Following three months of near 100% uptime, we’ve just been through three major outages in as many days. I wanted to take some time to detail the problems and what we intend to do to prevent similar downtime in the future.
Outage #1 (02/02/2010 9:55:09AM PST) was initiated by a load spike on one of our file servers (fs1a). When a file server stops responding to heartbeat, the slave server in the pair kills the master and takes over. In this case, the master was not killed quickly enough and the storage partitions did not migrate cleanly to the slave. Cleanup on the split-blain file server pair was delayed due to some inefficient DRBD configuration that we’ve been meaning to update. By rolling out improvements to the DRBD configuration, this type of problem should be prevented from happening in the future.
Outage #2 (02/03/2010 6:10:08PM PST) looked like a power outage at first, since so many machines were affected, but the root cause was the deployment of a faulty DRBD configuration update that propagated to all machines (courtesy of Puppet) and started causing pairs of machines to halt replication to prevent corruption caused by an invalid configuration file. Eventually the load balancer pair was affected and we could no longer even serve the Angry Unicorn page. The way that the servers went down, the number of servers that went down, and the length of time it takes to resync downed pairs resulted in a lengthy outage. There are several steps to preventing this kind of outage in the future. First and most obvious is to maintain tighter control and testing of proposed system-wide configuration changes. We also plan to deploy (well-tested) changes to the DRBD configuration that will reduce cleanup times and automate the startup process for downed machines. These changes will result in shorter recovery times in the event of single failovers and wider machine-level restarts.

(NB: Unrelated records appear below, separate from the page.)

PR #459, opened 2023-02-17
Make the root transform identity

almarklein:
See discussion in https://github.com/pygfx/pylinalg/pull/43

May need some discussion to align our ideas on what an object's transform really means :)  And the tests need updating.


almarklein:
Closing. This would not solve the actual problem.

It's an equally valid choice to include the root's transform. If we want to avoid potential confusion of this, it'd better to force the use of a `Scene` object that is not a `WorldObject`, or at least an object that cannot have a transform, but is merely a collection of objects. But this has downsides by itself.

PR #462, opened 2023-02-17
Tweak sponza lighting

### LINKED ISSUE #393: Shadow map bug
In the screenshot below you can see that shadow mapping works properly in the green circle, but incorrectly in the red circle. There should be a shadow on the portion of the pillar below the light source as it is occluded.

I think this is caused by the near plane for the shadow map cameras.

image

### LINKED ISSUE #453: Sponza Rendering needs a second look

Outage #3 (02/04/2010 2:37:08AM PST) was caused by massive load spikes across all five file servers. To prevent extended downtime we marked all file servers as offline (preventing them from going into failover) and looking for the cause of the load. After inspecting the HTTP logs, we identified a Yahoo! spider that was making thousands of requests but never waiting for responses. After banning the spider, the load returned to normal and we were able to bring the file servers back online. We are looking at our rate limiting strategy and will be making improvements over time to get the best performance for legitimate users and the best protection from anomalous behavior.
In order to execute the improvements to various infrastructure elements, we will be having scheduled maintenance windows at 10PM PST over the next week. Most of these changes will not require any downtime, but some of them may result in temporary unavailability of file server partitions. As we perform the maintenance, we’ll keep you updated via the GitHub Twitter account, so make sure to check there for the latest maintenance news.
We sincerely apologize for the recent problems and are working very hard to address each flaw. Stability is one of our biggest goals this year, and I look forward to making your GitHub experience as flawless as possible.